Top of SOURCE RECORDS

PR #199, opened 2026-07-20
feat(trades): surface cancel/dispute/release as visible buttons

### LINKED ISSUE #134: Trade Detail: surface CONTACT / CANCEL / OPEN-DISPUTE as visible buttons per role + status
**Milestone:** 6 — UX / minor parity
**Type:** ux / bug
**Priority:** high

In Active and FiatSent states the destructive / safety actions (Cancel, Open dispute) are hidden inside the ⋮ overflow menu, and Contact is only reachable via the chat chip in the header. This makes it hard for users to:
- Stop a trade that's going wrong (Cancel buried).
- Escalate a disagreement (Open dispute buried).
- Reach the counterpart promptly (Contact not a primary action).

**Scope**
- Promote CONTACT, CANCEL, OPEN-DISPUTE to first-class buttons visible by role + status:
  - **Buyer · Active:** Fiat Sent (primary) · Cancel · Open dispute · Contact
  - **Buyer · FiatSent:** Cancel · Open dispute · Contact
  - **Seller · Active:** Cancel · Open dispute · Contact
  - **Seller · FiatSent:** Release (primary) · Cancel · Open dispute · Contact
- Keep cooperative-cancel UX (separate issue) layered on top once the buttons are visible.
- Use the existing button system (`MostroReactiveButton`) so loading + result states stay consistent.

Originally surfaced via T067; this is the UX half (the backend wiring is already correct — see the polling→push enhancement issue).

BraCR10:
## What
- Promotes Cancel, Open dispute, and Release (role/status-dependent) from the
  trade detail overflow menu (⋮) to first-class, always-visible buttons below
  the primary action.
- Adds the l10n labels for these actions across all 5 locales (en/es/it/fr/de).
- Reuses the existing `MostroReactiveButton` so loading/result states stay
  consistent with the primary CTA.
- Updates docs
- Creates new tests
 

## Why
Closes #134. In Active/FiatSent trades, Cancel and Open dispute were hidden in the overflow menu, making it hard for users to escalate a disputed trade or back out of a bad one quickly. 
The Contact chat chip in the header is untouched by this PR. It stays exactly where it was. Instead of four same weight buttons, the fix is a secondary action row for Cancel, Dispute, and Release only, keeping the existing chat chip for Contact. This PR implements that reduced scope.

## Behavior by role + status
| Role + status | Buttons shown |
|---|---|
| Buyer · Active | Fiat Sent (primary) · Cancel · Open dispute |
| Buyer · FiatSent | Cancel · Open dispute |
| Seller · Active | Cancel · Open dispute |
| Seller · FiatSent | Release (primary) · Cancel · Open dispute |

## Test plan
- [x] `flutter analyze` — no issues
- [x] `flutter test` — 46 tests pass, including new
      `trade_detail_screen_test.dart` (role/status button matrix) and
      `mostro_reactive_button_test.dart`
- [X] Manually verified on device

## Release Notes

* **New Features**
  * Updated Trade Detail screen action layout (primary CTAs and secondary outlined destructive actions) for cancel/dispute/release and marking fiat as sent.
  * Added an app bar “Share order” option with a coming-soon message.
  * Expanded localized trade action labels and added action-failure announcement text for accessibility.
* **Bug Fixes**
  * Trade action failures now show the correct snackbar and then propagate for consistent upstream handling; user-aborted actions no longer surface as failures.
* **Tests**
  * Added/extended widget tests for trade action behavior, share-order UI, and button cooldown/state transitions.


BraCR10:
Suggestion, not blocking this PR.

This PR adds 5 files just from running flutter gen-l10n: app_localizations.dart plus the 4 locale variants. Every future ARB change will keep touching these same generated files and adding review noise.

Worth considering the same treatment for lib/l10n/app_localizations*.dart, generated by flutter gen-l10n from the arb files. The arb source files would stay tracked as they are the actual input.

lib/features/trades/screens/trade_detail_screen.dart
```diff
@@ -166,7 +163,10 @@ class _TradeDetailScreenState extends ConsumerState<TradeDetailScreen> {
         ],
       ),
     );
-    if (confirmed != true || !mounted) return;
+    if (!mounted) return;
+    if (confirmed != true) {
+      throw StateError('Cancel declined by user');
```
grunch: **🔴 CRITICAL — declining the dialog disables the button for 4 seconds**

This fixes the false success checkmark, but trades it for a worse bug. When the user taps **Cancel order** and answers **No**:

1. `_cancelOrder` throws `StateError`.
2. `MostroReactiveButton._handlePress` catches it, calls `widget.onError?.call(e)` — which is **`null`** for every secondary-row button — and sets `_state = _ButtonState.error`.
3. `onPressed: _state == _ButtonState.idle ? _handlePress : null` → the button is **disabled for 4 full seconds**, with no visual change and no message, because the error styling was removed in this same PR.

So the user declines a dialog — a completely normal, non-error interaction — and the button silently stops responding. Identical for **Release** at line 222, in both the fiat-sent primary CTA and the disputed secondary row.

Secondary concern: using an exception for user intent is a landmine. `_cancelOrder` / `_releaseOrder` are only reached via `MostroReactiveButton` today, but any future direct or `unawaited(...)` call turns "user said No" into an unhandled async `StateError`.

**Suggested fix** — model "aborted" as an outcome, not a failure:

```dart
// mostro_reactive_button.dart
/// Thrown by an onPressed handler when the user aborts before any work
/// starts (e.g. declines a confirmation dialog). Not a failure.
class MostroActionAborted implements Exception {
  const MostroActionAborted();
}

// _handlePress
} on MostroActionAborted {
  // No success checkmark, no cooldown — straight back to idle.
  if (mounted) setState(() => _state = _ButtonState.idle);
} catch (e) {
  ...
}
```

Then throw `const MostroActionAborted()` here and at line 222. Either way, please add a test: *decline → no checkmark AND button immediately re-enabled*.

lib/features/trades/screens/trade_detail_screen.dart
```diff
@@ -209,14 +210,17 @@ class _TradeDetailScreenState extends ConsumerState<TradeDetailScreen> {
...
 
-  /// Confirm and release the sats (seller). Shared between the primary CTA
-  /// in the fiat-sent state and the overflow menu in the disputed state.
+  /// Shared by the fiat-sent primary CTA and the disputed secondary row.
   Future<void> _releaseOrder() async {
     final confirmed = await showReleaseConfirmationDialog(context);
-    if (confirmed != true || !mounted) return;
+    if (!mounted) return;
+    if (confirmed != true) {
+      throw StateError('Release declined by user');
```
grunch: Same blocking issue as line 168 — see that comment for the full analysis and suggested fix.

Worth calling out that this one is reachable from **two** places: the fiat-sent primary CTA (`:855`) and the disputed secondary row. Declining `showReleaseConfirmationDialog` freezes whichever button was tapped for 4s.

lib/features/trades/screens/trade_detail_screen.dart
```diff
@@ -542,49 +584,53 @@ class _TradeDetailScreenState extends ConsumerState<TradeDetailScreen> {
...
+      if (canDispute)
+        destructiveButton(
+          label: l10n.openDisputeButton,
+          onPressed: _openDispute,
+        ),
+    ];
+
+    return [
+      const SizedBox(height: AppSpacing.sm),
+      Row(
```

Bottom of SOURCE RECORDS
Top of SOURCE RECORDS

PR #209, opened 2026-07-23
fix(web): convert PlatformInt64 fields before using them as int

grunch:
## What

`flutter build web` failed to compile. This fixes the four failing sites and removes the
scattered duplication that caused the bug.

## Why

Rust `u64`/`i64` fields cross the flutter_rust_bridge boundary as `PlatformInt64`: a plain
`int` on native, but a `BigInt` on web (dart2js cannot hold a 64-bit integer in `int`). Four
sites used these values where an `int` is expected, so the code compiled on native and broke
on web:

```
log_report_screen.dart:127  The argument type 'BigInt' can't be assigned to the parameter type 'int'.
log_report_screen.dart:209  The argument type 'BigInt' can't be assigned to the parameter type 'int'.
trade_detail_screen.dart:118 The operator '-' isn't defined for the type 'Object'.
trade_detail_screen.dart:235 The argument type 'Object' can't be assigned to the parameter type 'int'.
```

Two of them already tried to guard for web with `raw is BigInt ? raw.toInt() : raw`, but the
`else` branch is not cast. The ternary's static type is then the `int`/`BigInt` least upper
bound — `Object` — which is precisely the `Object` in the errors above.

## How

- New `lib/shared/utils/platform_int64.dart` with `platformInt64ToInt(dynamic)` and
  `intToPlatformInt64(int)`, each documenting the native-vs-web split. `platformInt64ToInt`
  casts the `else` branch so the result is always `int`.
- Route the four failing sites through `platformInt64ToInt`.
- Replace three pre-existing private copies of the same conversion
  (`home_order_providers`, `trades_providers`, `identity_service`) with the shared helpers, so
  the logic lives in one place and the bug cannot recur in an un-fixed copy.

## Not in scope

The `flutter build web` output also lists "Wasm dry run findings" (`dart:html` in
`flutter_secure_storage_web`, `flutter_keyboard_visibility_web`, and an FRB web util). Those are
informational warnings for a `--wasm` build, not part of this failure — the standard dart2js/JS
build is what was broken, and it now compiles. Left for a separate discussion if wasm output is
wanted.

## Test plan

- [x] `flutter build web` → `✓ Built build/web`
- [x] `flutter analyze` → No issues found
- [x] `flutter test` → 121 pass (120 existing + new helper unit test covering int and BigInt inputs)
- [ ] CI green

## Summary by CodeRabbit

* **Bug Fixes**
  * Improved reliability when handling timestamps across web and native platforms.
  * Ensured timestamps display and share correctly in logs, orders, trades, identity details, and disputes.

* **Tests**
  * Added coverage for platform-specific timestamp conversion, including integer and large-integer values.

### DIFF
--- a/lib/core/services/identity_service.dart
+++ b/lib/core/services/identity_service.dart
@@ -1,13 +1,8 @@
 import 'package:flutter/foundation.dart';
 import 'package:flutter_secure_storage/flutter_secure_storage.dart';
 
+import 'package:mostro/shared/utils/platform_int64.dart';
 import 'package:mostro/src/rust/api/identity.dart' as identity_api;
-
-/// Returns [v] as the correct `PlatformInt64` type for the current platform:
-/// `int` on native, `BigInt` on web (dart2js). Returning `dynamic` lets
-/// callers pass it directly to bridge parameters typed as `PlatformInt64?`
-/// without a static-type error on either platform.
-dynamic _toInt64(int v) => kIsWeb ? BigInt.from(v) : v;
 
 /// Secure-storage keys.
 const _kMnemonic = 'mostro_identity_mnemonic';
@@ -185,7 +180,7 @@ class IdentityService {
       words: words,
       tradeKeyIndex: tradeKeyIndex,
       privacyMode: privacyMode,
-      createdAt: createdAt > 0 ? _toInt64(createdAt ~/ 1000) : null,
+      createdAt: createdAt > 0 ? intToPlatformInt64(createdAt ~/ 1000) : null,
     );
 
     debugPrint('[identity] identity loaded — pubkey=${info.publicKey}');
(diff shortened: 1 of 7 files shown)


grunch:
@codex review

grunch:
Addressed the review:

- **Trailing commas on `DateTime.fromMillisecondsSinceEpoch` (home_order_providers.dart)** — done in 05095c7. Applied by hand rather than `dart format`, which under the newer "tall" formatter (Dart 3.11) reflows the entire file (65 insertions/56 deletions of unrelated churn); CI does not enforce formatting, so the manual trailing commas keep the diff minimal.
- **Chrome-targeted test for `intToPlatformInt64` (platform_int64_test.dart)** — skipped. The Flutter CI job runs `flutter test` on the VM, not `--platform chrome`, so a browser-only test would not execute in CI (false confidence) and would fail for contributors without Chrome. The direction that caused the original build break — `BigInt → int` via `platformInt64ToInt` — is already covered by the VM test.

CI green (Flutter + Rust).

Bottom of SOURCE RECORDS

(YOUR OBJECTIVE) The answer is the run of lines above from the line containing "informational warnings for" through the line containing "- [ ] CI green", copied exactly and alone.

(EXPECTED ANSWER)
informational warnings for a `--wasm` build, not part of this failure — the standard dart2js/JS
build is what was broken, and it now compiles. Left for a separate discussion if wasm output is
wanted.

## Test plan

- [x] `flutter build web` → `✓ Built build/web`
- [x] `flutter analyze` → No issues found
- [x] `flutter test` → 121 pass (120 existing + new helper unit test covering int and BigInt inputs)
- [ ] CI green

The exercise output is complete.